BEGIN

PR #4003, opened 2025-05-23
Make REVM address coincide with the one of Linera

MathieuDutSik:
## Motivation

The smart contract addresses that we are using in the EVM are internally all the same: `Address::ZERO.create(0)`.
This creates consistency problems between Ethereum and Linera.

This internal address is available in solidity-based EVM smart contracts as `address(this)`.

## Proposal

We use the `CreateScheme::Custom { address }` that was previously introduced in REVM and merged in REVM-23.1.0.
We also switched to version 24.0.0 of REVM.

Next steps:
* Add the create/create2 functionality to the code.
* Add the transfer functionalities to the code and unify them with Linera.

## Test Plan

* A CI test of the `address(this)` feature is being introduced.
* Also, additional checks are done for the contract address in `fn check_contract_initialization`.

## Release Plan

## Links

None.

### DIFF
--- a/linera-execution/src/evm/database.rs
+++ b/linera-execution/src/evm/database.rs
@@ -66,9 +66,13 @@ impl StorageStats {
 }
 
 pub(crate) struct DatabaseRuntime<Runtime> {
+    /// This is the storage statistics.
     storage_stats: Arc<Mutex<StorageStats>>,
+    /// This is the EVM address of the contract
     pub contract_address: Address,
+    /// The runtime of the contract.
     pub runtime: Arc<Mutex<Runtime>>,
+    /// The uncommited changes to the contract.
     pub changes: EvmState,
 }
 
@@ -114,15 +118,11 @@ impl<Runtime: BaseRuntime> DatabaseRuntime<Runtime> {
     }
 
     /// Returns the tag associated to the contract.
-    fn get_contract_address_key(
-        &self,
-        address: &Address,
-        contract_address: &Address,
-    ) -> Option<u8> {
+    fn get_contract_address_key(&self, address: &Address) -> Option<u8> {
         if address == &Address::ZERO {
             return Some(KeyTag::NullAddress as u8);
         }
-        if address == contract_address {
+        if address == &self.contract_address {
             return Some(KeyTag::ContractAddress as u8);
         }
         None
@@ -200,7 +200,7 @@ where
             return Ok(Some(account.info.clone()));
         }
         let mut runtime = self.runtime.lock().expect("The lock should be possible");
-        let val = self.get_contract_address_key(&address, &self.contract_address);
+        let val = self.get_contract_address_key(&address);
         let Some(val) = val else {
             return Ok(Some(AccountInfo::default()));
         };
@@ -223,7 +223,7 @@ where
                 Some(slot) => slot.present_value(),
             });
         }
-        let val = self.get_contract_address_key(&address, &self.contract_address);
+        let val = self.get_contract_address_key(&address);
         let Some(val) = val else {
             panic!("There is no storage associated to externally owned account");
         };
@@ -265,7 +265,7 @@ where
             if !account.is_touched() {
                 continue;
             }
-            let val = self.get_contract_address_key(address, &self.contract_address);
+            let val = self.get_contract_address_key(address);
             if let Some(val) = val {
                 let key_prefix = vec![val, KeyCategory::Storage as u8];
                 let key_info = vec![val, KeyCategory::AccountInfo as u8];
--- a/linera-execution/src/evm/database.rs
+++ b/linera-execution/src/evm/database.rs
@@ -41,6 +41,8 @@ const SSTORE_COST_RESET: u64 = 2900;
 /// The refund from releasing data.
 const SSTORE_REFUND_RELEASE: u64 = 4800;
 
+/// The number of key writes, reads, release, and no change in EVM has to be accounted for.
+/// Then we remove those costs from the final bill.
 #[derive(Clone, Default)]
 pub(crate) struct StorageStats {
     key_no_operation: u64,
@@ -65,10 +67,12 @@ impl StorageStats {
     }
 }
 
+/// This is the encapsulation of the `Runtime` corresponding to the contract.
 pub(crate) struct DatabaseRuntime<Runtime> {
-    /// This is the storage statistics.
+    /// This is the storage statistics of the read/write in order to adjust gas costs.
     storage_stats: Arc<Mutex<StorageStats>>,
-    /// This is the EVM address of the contract
+    /// This is the EVM address of the contract.
+    /// At the creation, is is set to `Address::ZERO` and then later set to the correct value.
     pub contract_address: Address,
     /// The runtime of the contract.
     pub runtime: Arc<Mutex<Runtime>>,
--- a/linera-execution/src/evm/database.rs
+++ b/linera-execution/src/evm/database.rs
@@ -18,7 +18,7 @@ use revm_database::{AccountState, DBErrorMarker};
 use revm_primitives::{address, Address, B256, U256};
 use revm_state::{AccountInfo, Bytecode, EvmState};
 
-use crate::{BaseRuntime, Batch, ContractRuntime, ExecutionError, ServiceRuntime};
+use crate::{ApplicationId, BaseRuntime, Batch, ContractRuntime, ExecutionError, ServiceRuntime, ViewError};
 
 // The runtime costs are not available in service operations.
 // We need to set a limit to gas usage in order to avoid blocking
@@ -67,6 +67,7 @@ impl StorageStats {
 
 pub(crate) struct DatabaseRuntime<Runtime> {
     storage_stats: Arc<Mutex<StorageStats>>,
+    pub contract_address: Address,
     pub runtime: Arc<Mutex<Runtime>>,
     pub changes: EvmState,
 }
@@ -75,6 +76,7 @@ impl<Runtime> Clone for DatabaseRuntime<Runtime> {
     fn clone(&self) -> Self {
         Self {
             storage_stats: self.storage_stats.clone(),
+            contract_address: self.contract_address,
             runtime: self.runtime.clone(),
             changes: self.changes.clone(),
         }
@@ -96,7 +98,13 @@ pub enum KeyCategory {
     Storage,
 }
 
-impl<Runtime> DatabaseRuntime<Runtime> {
+fn application_id_to_address(application_id: ApplicationId) -> Address {
+    let application_id: [u64; 4] = <[u64; 4]>::from(application_id.application_description_hash);
+    let application_id: [u8; 32] = linera_base::crypto::u64_array_to_be_bytes(application_id);
+    Address::from_slice(&application_id[0..20])
+}
+
+impl<Runtime: BaseRuntime> DatabaseRuntime<Runtime> {
     /// Encode the `index` of the EVM storage associated to the smart contract
     /// in a linera key.
     fn get_linera_key(val: u8, index: U256) -> Result<Vec<u8>, ExecutionError> {
@@ -106,11 +114,15 @@ impl<Runtime> DatabaseRuntime<Runtime> {
     }
 
     /// Returns the tag associated to the contract.
-    fn get_contract_address_key(&self, address: &Address) -> Option<u8> {
+    fn get_contract_address_key(
+        &self,
+        address: &Address,
+        contract_address: &Address,
+    ) -> Option<u8> {
         if address == &Address::ZERO {
             return Some(KeyTag::NullAddress as u8);
         }
-        if address == &Address::ZERO.create(0) {
+        if address == contract_address {
             return Some(KeyTag::ContractAddress as u8);
         }
         None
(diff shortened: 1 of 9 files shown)


MathieuDutSik:
> > The smart contract addresses that we are using are internally all the same
> 
> @MathieuDutSik Can you explain more? I think you mean in the EVM or something?

Yes, I mean in the EVM.

ma2bd:
> > > The smart contract addresses that we are using are internally all the same
> > 
> > 
> > @MathieuDutSik Can you explain more? I think you mean in the EVM or something?
> 
> Yes, I mean in the EVM.

So is this for the `msg.signer` and `tx.origin`values?

MathieuDutSik:
> > > > The smart contract addresses that we are using are internally all the same
> > > 
> > > 
> > > @MathieuDutSik Can you explain more? I think you mean in the EVM or something?
> > 
> > 
> > Yes, I mean in the EVM.
> 
> So is this for the `msg.signer` and `tx.origin`values?

Neither, it is about `address(this)`.

ma2bd:
> Neither, it is about `address(this)`.

Then please explain in the summary that you're fixing the contract's own address `address(this)`

linera-execution/src/evm/revm.rs
```diff
@@ -723,17 +737,30 @@ impl<Runtime: ContractRuntime> CallInterceptorContract<Runtime> {
 
 struct CallInterceptorService<Runtime> {
     db: DatabaseRuntime<Runtime>,
+    contract_address: Address,
```
deuszx, line 740: Is this address of a contract _being called_ or _callee_? Rename or add a comment

linera-execution/src/evm/revm.rs
```diff
@@ -856,6 +897,7 @@ where
     }
 
     fn execute_message(&mut self, message: Vec<u8>) -> Result<(), ExecutionError> {
+        self.db.set_contract_address()?;
```
deuszx, line 900: Why do we call `set_contract_address` in every function here?

deuszx (commented):
I have no idea whether this PR is correct or not. Its description is unclear to me, there are no regression tests that would showcase why the change is necessary (I'm not sure it's possible to write one) function names are unhelpful and code has no comments. 

Please improve.

linera-execution/src/evm/revm.rs
MathieuDutSik: This is explained in `linera-execution/src/evm/database.rs`:
```rust
    pub fn new(runtime: Runtime) -> Self {
        let storage_stats = StorageStats::default();
        // We cannot acquire a lock on runtime here.
        // So, we set the contract_address to a default value
        // and update it later.
        Self {
            storage_stats: Arc::new(Mutex::new(storage_stats)),
            contract_address: Address::ZERO,
            runtime: Arc::new(Mutex::new(runtime)),
            changes: HashMap::new(),
	}
    }
```

MathieuDutSik:
> I have no idea whether this PR is correct or not. Its description is unclear to me, there are no regression tests that would showcase why the change is necessary (I'm not sure it's possible to write one) function names are unhelpful and code has no comments.
> 
> Please improve.

I added an end-to-end test for the `address(this)` functionality.

linera-execution/src/evm/database.rs
```diff
@@ -96,7 +100,13 @@ pub enum KeyCategory {
     Storage,
 }
 
-impl<Runtime> DatabaseRuntime<Runtime> {
+fn application_id_to_address(application_id: ApplicationId) -> Address {
+    let application_id: [u64; 4] = <[u64; 4]>::from(application_id.application_description_hash);
+    let application_id: [u8; 32] = linera_base::crypto::u64_array_to_be_bytes(application_id);
+    Address::from_slice(&application_id[0..20])
+}
```
deuszx, line 107: Why not a `From<ApplicationId> for Address` in the `evm` core file?

MathieuDutSik: In short, because we need to drop the last 12 bytes.

The alternatives are not too appealing:
* Creating an error and using `TryFrom` could solve the problem, but in the case in question, we know that the application is an EVM one, so it just introduces an error that never occurs.
* Putting the `From` and leaving the 12 bytes leaves the false impression that `ApplicationId` can be converted to `Address`.

linera-execution/src/evm/revm.rs
MathieuDutSik: That is the logical design of the scheme.
We don't want a single file.

linera-execution/src/evm/database.rs
```diff
@@ -67,6 +67,7 @@ impl StorageStats {
 
 pub(crate) struct DatabaseRuntime<Runtime> {
     storage_stats: Arc<Mutex<StorageStats>>,
+    pub contract_address: Address,
```
deuszx, line 70: so this is an address of a contract that is currently being executed?

linera-execution/src/evm/database.rs
```diff
@@ -106,11 +116,15 @@ impl<Runtime> DatabaseRuntime<Runtime> {
     }
 
     /// Returns the tag associated to the contract.
-    fn get_contract_address_key(&self, address: &Address) -> Option<u8> {
+    fn get_contract_address_key(
+        &self,
+        address: &Address,
+        contract_address: &Address,
```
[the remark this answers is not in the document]
deuszx: It still doesn't explain why we need two addresses. You alerady have `&self` - which has `self.contract_address` and this method accept two more arguments of type `Address`. So my question is still the same - why do we need THREE contract addresses while there can be only one contract in the current context.

linera-execution/src/evm/database.rs
MathieuDutSik: No to the rename:
* `current_address` makes it look like it will change. It will not.
* `current_address` hides the fact that this is the address of the contract

Instead, I added comments on those points.

linera-execution/src/evm/database.rs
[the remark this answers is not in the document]
MathieuDutSik: I am not 100% sure, but Address zero corresponds to the Address of the user who sent the request.
The address of the smart contract is `self.contract_address`.

Where do you see THREE contract addresses?

I removed the argument `contract_address` and replaced `contract_address` by `self.contract_address` since indeed the address is available by the `self`.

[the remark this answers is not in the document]
deuszx: > Where do you see THREE contract addresses?

`self` has one and the two as arguments.

linera-execution/src/evm/database.rs
MathieuDutSik: It is because you cannot access to the runtime when building the new. Otherwise I would have implemented it that way.

When putting the `Address::ZERO`, we are not putting a valid address to the contract, we put something because we have to. The correct value is set to by the call of `set_contract_address`.

Therefore, it is incorrect to say that it that the contract address changes, it is being set.

deuszx: Current comment are useless. A variable `storage_stats` got a comment "This is the storage statistics.". A variable `contract_address` got a comment "This is the EVM address of the contract". What address? Current? prevous? caller? Callee? Yours, mine? Write commens such that they help the reader - that is the rule #2 of writing comments (rule #1 being don't comment what can be expressed by types or variable names).

There is no comment on `DatabaseRuntime` so reader has no idea what's the context.

The `contract_address` here is the address of contract being currently executed/on the stack. It can change - because it starts as `Address.ZERO`.

linera-execution/src/evm/revm.rs
```diff
@@ -644,12 +654,17 @@ fn get_interpreter_result(
 
 struct CallInterceptorContract<Runtime> {
     db: DatabaseRuntime<Runtime>,
+    // This is the caller contract address
+    contract_address: Address,
```
deuszx:
```suggestion
    caller_contract: Address,
```
The type makes it clear it's an address

linera-execution/src/evm/revm.rs
```diff
@@ -706,11 +732,19 @@ impl<Runtime: ContractRuntime> CallInterceptorContract<Runtime> {
         context: &mut Ctx<'_, Runtime>,
         inputs: &mut CallInputs,
     ) -> Result<Option<CallOutcome>, ExecutionError> {
-        let contract_address = Address::ZERO.create(0);
-        if inputs.target_address == PRECOMPILE_ADDRESS || inputs.target_address == contract_address
+        // Every call to a contract passes by this function.
+        // Three kinds:
+        // --- Call to the PRECOMPILE smart contract.
+        // --- Call to the EVM smart contract itself
```
deuszx, line 745: Do you mean here that when a contract calls itself it goes through `call_or_fail`?

linera-execution/src/evm/revm.rs
```diff
@@ -706,11 +732,19 @@ impl<Runtime: ContractRuntime> CallInterceptorContract<Runtime> {
...
+        // --- Call to other EVM smart contract
+        if self.precompile_addresses.contains(&inputs.target_address)
+            || inputs.target_address == self.contract_address
         {
+            // Precompile calls are handled by the precompile code.
+            // The EVM smart contract is being called
```
deuszx, line 751: If precompile calls are handled separately, an `inputs.target_address` is then unexpected here and should never happen?

linera-execution/src/evm/revm.rs
```diff
@@ -728,17 +762,33 @@ impl<Runtime: ContractRuntime> CallInterceptorContract<Runtime> {
 
 struct CallInterceptorService<Runtime> {
     db: DatabaseRuntime<Runtime>,
+    // This is the caller contract address
+    contract_address: Address,
```
deuszx:
```suggestion
    caller_contract: Address,
```

linera-execution/src/evm/revm.rs
deuszx: That's not what I was asking about. I asked for the explanation here (or on `set_contract_address` function) explaining why we have to call it in the first place. Do not explain it here in the GH comments but leave that in the code for the future readers.

linera-execution/src/evm/revm.rs
```diff
@@ -728,17 +762,33 @@ impl<Runtime: ContractRuntime> CallInterceptorContract<Runtime> {
...
         Self {
             db: self.db.clone(),
+            contract_address: self.contract_address,
+            precompile_addresses: self.precompile_addresses.clone(),
         }
     }
 }
 
 impl<'a, Runtime: ServiceRuntime> Inspector<Ctx<'a, Runtime>> for CallInterceptorService<Runtime> {
+    fn create(
```
deuszx, line 788: This `impl` has the same body for `ServiceRuntime` and `ContractRuntime`. Can't it be shared via an impl for `Runtime: BaseRuntime` (i.e. a Runtime that implements `BaseRuntime` - a common trait for both `Service*` and `Contract*` runtimes.

linera-execution/src/evm/revm.rs
```diff
@@ -706,11 +732,19 @@ impl<Runtime: ContractRuntime> CallInterceptorContract<Runtime> {
...
+            || inputs.target_address == self.contract_address
         {
+            // Precompile calls are handled by the precompile code.
+            // The EVM smart contract is being called
             return Ok(None);
         }
+        // Other smart contracts calls are handled by the runtime
         let target = address_to_user_application_id(inputs.target_address);
         let argument = get_call_argument(context, &inputs.input);
         let authenticated = true;
```
deuszx, line 757: Not a change from this PR but:

why is `authenticated` set to `true` here? In Wasm contracts it's an argument of a call and not hardcoded.

deuszx (commented):
No blockers - couple of points to improve the code.

A more general one: almost all of the code for `CallInterceptorContract` and `CallInterceptorService` is duplicated - apart from a couple of places where it differs. That's hundreds of lines of code that could be removed.

linera-execution/src/evm/revm.rs
MathieuDutSik: The name of the variable is correct.
The `self.contract_address` is used in the `CreateScheme::Custom { address }` to create the contract.
Therefore, the terminology `caller_contract` is inadequate since it implies somehow that the contract exists when in fact, it may not.

linera-execution/src/evm/revm.rs
MathieuDutSik: Yes.
The function `fn call` of the `Inspector` intercepts all the calls to a function. The first such call is indeed the initial call to the contract, which may be to deploy it or to call a specific function.

linera-execution/src/evm/revm.rs
MathieuDutSik: The function `fn call` of the inspector can intercept any calls. Calls to precompile, to the contract itself, calls to other contracts.

So, if we want the precompile calls to be rerouted to their correct destination, we have to return `Ok(None)` in order for the precompile contract to be called.

linera-execution/src/evm/revm.rs
MathieuDutSik: So, the comment was changed.

linera-execution/src/evm/revm.rs
MathieuDutSik: Same as before, the comments was changed.

linera-execution/src/evm/revm.rs
MathieuDutSik: Yes, we can do that.

linera-execution/src/evm/revm.rs
MathieuDutSik: It is a difference between Linera and the EVM.

MathieuDutSik:
> No blockers - couple of points to improve the code.
> 
> A more general one: almost all of the code for `CallInterceptorContract` and `CallInterceptorService` is duplicated - apart from a couple of places where it differs. That's hundreds of lines of code that could be removed.

Ok, thank you for the approval.
Yes, there is some code duplication. Note that the PR https://github.com/linera-io/linera-protocol/pull/3960 does address part of those code duplications.

linera-execution/src/evm/database.rs
MathieuDutSik: The `Runtime` is associated with a smart contract, therefore, I consider the question of what the `contract_address` means to be null and void.

And yes, it starts with `Address::ZERO` and is later updated.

END

- About this exercise: The required output is the exact run of lines from the beginning of the listing above to the line that contains "merged in REVM-23.1.0.", inclusive of both.

- Your solution:
PR #4003, opened 2025-05-23
Make REVM address coincide with the one of Linera

MathieuDutSik:
## Motivation

The smart contract addresses that we are using in the EVM are internally all the same: `Address::ZERO.create(0)`.
This creates consistency problems between Ethereum and Linera.

This internal address is available in solidity-based EVM smart contracts as `address(this)`.

## Proposal

We use the `CreateScheme::Custom { address }` that was previously introduced in REVM and merged in REVM-23.1.0.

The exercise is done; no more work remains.